Note how Jack’s long coat and lack of pants have made it seem as if he is wearing a dress, a near perfect mirror image of Marla as they watch the 1. Watch Online Watch The Oblong Box Full Movie Online Film. Marla Has No Reflection, Neither Does Tyler.
Marla and Tyler do not have reflections, because they do not exist. Unless Jack is with Marla (or Tyler) their reflection or image will not appear.
This is because this is the only time Marla is “real” to the narrator. We can see a great example of this in the scene when Tyler is saving Marla from suicide and goes to her hotel to save her. On their way down the hallway they walk directly by a convex mirror.
When they both walk by, neither of them has a reflection. The mirror is facing the camera and should show the reflection of the two walking by, but the only reflections we see are of the paramedics running past Marla and Tyler in the same exact spot where they had been walking. We know for a fact that Jack’s imagined alternate personalities have no objective “image” in the real world.
This is clearly the case in the final scene of the movie where Jack is fighting Tyler in the parking garage. The film cuts to the security cameras in the parking garage (which Jack never saw, just like he never saw the scene where Tyler saves Marla) and we can see that Tyler is not visible, since he does not exist. The reason we see that Tyler and Marla have reflections in other scenes (e. Jack is checking Marla for breast cancer or when Tyler is looking in the bathroom mirror) is because at those points Jack was acting his himself observing the alternate personality as a separate person. In the scene where Tyler goes to save Marla, Jack is supposedly not there, meaning Tyler and Marla are not actually being observed (except by us). We are being told to “imagine” what it would be like to see Tyler and Marla escape the hotel and in doing so the illusion of Marla and Tyler’s existence begins to disintegrate. We are not watching Tyler save Marla in this scene, we are watching Jack leave the hotel completely alone, yelling at the paramedics franticly about how Marla is infectious human waste (hence the use of the 3rd person when Marla is yelling at the paramedics.

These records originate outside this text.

PR #692, opened 2022-07-29
Add pre-commit-checkstyle to all-repos.yaml

junghoon-vans:
`Checkstyle` is a static code analysis tool for checking Java coding conventions.
`pre-commit-checkstyle` is to easily run checkstyle command.


asottile:
- please do not use the name "pre-commit" when not associated with the project
- we are no longer accepting `language: script` / `language: system` hooks on the page because they do not work without the user needing to install things outside of the framework (missing the main point of the framework)

PR #698, opened 2022-08-12
Update pre-commit-hooks version in Quick start

keyem4251:
I try pre-commit Quick start and notice pre-commit-hooks version is not latest.
So update pre-commit-hooks version in Quick start.


asottile:
dupe #632

PR #701, opened 2022-08-20
Add pre-commit’s `validate_manifest` hook

Jayman2000:


asottile:
lol you think I would forget this? it's intentionally not listed because it's just an example

Jayman2000:
> it's intentionally not listed because it's just an example

Wait, so is it not useful? I’m asking because I have it enabled for [this repo](https://github.com/Jayman2000/pre-commit-mkdocs).

asottile:
not really, pre-commit always validates the config when used

PR #702, opened 2022-08-20
Add actionlint to pre-commit list

yoichi:
[actionlint](https://github.com/rhysd/actionlint) is a static checker for GitHub Actions workflow files.


asottile:
`language: system` hooks aren't being accepted any more -- it should use `language: go` since it's written in a supported pre-commit language already -- btw there's also https://github.com/python-jsonschema/check-jsonschema/blob/main/.pre-commit-hooks.yaml

PR #703, opened 2022-08-22
Add hooks for `shellcheck` & `vale`

Jarmos-san:
Add a couple more hooks. More information are as follows:

- `shellcheck-precommit` is an improved unofficial version of [koalaman/shellcheck-precommit](https://github.com/koalaman/shellcheck-precommit). The improved version doesn't require a build phase & instead uses the installed `shellcheck` binary.
- `vale-precommit` is a linter for checking grammatical/spelling errors in prose like content written in Markdown & Plan Text files.

### DIFF
--- a/all-repos.yaml
+++ b/all-repos.yaml
@@ -221,3 +221,5 @@
 - https://github.com/sirwart/ripsecrets
 - https://github.com/bagerard/graphviz-dot-hooks
 - https://github.com/omnilib/ufmt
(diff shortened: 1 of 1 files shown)


asottile:
- there's already a shellcheck that's maintained by me and is better than the one you're suggesting
- `language: system` is also not allowed for new hooks as it misses the point of the framework
- please don't use "pre-commit" in the naming of your tools as you are not associated with the project

PR #822, opened 2026-06-15
fix: use share scope in loadShare cache key to prevent cross-scope collisions

### LINKED ISSUE #821: [Bug]: loadShare cache key ignores share scope — breaks multi-scope setups
## Summary

The `loadShare` virtual module uses `__mf_module_cache__.share` with keys like `"react"` or `"react@18.3.1"`. These keys don't include the share scope, so when multiple scopes exist on the same page (e.g., `react-18` and `react-19`), whichever scope populates the cache first wins. All subsequent lookups — regardless of scope — return the wrong version.

## Reproduction

Three Vite apps in a monorepo:

**vite-host** (React 19.2.7):
```js
// vite.config.js
federation({
  name: 'Host',
  remotes: {
    Remote19: 'http://localhost:3001/mf-manifest.json',
    Remote18: 'http://localhost:3002/mf-manifest.json',
  },
  shared: {
    react: { singleton: true, shareScope: 'react-19' },
    'react-dom': { singleton: true, shareScope: 'react-19' },
  },
})
```

**vite-remote-19** (React 19.2.7, port 3001):
```js
federation({
  name: 'Remote19',
  exposes: { './Widget': './src/Widget.tsx' },
  shared: {
    react: { singleton: true, shareScope: 'react-19' },
    'react-dom': { singleton: true, shareScope: 'react-19' },
  },
})
```

**vite-remote-18** (React 18.3.1, port 3002) — uses `@module-federation/bridge-react` for cross-major isolation:
```js
federation({
  name: 'Remote18',
  exposes: { './Widget': './src/BridgeWidget.tsx' },
  shared: {
    react: { singleton: true, shareScope: 'react-18' },
    'react-dom': { singleton: true, shareScope: 'react-18' },
  },
})
```

**Steps:**
1. Start all three dev servers
2. Open the host in a browser

**Expected:** Remote18 loads React 18.3.1 from the `react-18` scope. Remote19 loads React 19.2.7 from the `react-19` scope. Both work.

**Actual:** Remote18 gets React 19.2.7 from the cache (keyed as just `"react"`), crashes with `TypeError: Cannot read properties of undefined (reading 'ReactCurrentDispatcher')`.

## Root Cause

`getSharedCacheKey()` in `src/utils/packageUtils.ts`:

```ts
export function getSharedCacheKey(pkg: string, shareItem: ShareItem) {
  return shareItem.shareConfig.singleton || !shareItem.version
    ? pkg                           // "react" — no scope
    : `${pkg}@${shareItem.version}`;
}
```

The generated loadShare module does:
```js
let exportModule = __mfModuleCache.share["react"]  // flat key, no scope
```

Additionally, three inline cache-key constructions in `virtualRemoteEntry.ts` (the `__FEDERATION__.__SHARE__` bridge loop, the post-init `import:false` loop, and the `hostAutoInit` preload path) build keys the same way, bypassing `getSharedCacheKey()`.

The MF runtime's own `shareScopeMap` IS scope-aware. The Vite plugin's generated code just doesn't use the scope.

## Suggested Fix

**`src/utils/packageUtils.ts`** — prefix with `shareItem.scope` (already normalized to a string, defaults to `'default'`):

```ts
export function getSharedCacheKey(pkg: string, shareItem: ShareItem) {
  const prefix = `${shareItem.scope}:`;
  return shareItem.shareConfig.singleton || !shareItem.version
    ? `${prefix}${pkg}`
    : `${prefix}${pkg}@${shareItem.version}`;
}
```

**`src/virtualModules/virtualRemoteEntry.ts`** — emit a runtime helper for the three inline sites that can't call the build-time function:

```js
const __mfGetSharedCacheKey = (pkg, singleton, version, scope) => {
  const prefix = scope ? (scope + ":") : "";
  return singleton || !version ? prefix + pkg : prefix + pkg + "@" + version;
};
```

Also add `version` and `scope` to the `usedShared` preload config so the runtime helper has access:

```ts
scope: ${JSON.stringify(shareItem.scope)},
```

### Files changed

| File | What |
|------|------|
| `src/utils/packageUtils.ts` | `getSharedCacheKey()`: add scope prefix |
| `src/virtualModules/virtualRemoteEntry.ts` | Emit `__mfGetSharedCacheKey` helper; update 3 inline cache key sites; add scope/version to preload config |

Single-scope setups get a `"default:"` prefix — different string, same dedup semantics, no behavioral change.

## Environment

- `@module-federation/vite` 1.16.8
- Vite 8.x
- React 18 + React 19 on the same page via bridge components and separate share scopes

### Version

Vite 8.x

### Reproduction

https://github.com/RalphK66/repro-mf-vite-scope-unaware-cache-key

### Relevant log output

```shell

```

### Validations

RalphK66:
Closes #821

### DIFF
--- a/integration/shared-deps.test.ts
+++ b/integration/shared-deps.test.ts
@@ -94,7 +94,7 @@ describe('shared dependencies', () => {
     const remoteEntry = findChunk(output, 'remoteEntry');
     const loadShare = output.output
       .filter(isRollupChunk)
-      .find((chunk) => chunk.code.includes('__mfModuleCache.share["mock-shared-dep"]'));
+      .find((chunk) => chunk.code.includes('__mfModuleCache.share["default:mock-shared-dep"]'));
 
     expect(remoteEntry).toBeDefined();
     expect(loadShare).toBeDefined();
@@ -104,7 +104,7 @@ describe('shared dependencies', () => {
     expect(allCode).toContain('__mfModuleCache.share[cacheKey]');
     expect(allCode).not.toContain('initRes.loadShare(pkg');
     expect(loadShare!.code).toContain('initPromise.then');
-    expect(loadShare!.code).toContain('__mfModuleCache.share["mock-shared-dep"]');
+    expect(loadShare!.code).toContain('__mfModuleCache.share["default:mock-shared-dep"]');
     expect(loadShare!.code).toContain('init');
     expect(loadShare!.code).not.toContain('await initPromise');
     expect(allCode).not.toContain('from"mock-shared-dep"');
--- a/src/plugins/__tests__/pluginProxySharedModule_preBuild.test.ts
+++ b/src/plugins/__tests__/pluginProxySharedModule_preBuild.test.ts
@@ -42,9 +42,13 @@ vi.mock('fs', async (importOriginal) => {
 vi.mock('../../utils/packageUtils', () => ({
   getSharedCacheKey: (
     pkg: string,
-    shareItem: { version?: string; shareConfig: { singleton?: boolean } }
-  ) =>
-    shareItem.shareConfig.singleton || !shareItem.version ? pkg : `${pkg}@${shareItem.version}`,
+    shareItem: { version?: string; scope?: string; shareConfig: { singleton?: boolean } }
+  ) => {
+    const prefix = `${shareItem.scope || 'default'}:`;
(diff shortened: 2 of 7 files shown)


gioboa (commented):

Image

gioboa (approved):
Thanks @RalphK66 that's a nice fix  🎉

Check the 3 slides above for proof or go to 5. Any 3rd person view will show they have no reflection (which is why we don’t see it here, Jack is just telling us to imagine it – so we see them).
This is just like at the end of the movie where we see the security footage from the garage. We see it is just Jack fighting himself alone, because Jack did not see the footage, we are just supposed to be imagining seeing it. The blue arrow in the first slide is showing the reflection in the convex mirror as Tyler approaches it reflecting the image of the metal box/cables on the wall. In the second slide you can see Marla and Tyler coming around the corner, directly in the line of the view of the mirror – and all we see is the reflection of the box on the opposite wall (even though the mirror is pointed TOWARDS them). In the 3rd screenshot they still have no reflection even though the paramedics, who are now behind them, have a reflection.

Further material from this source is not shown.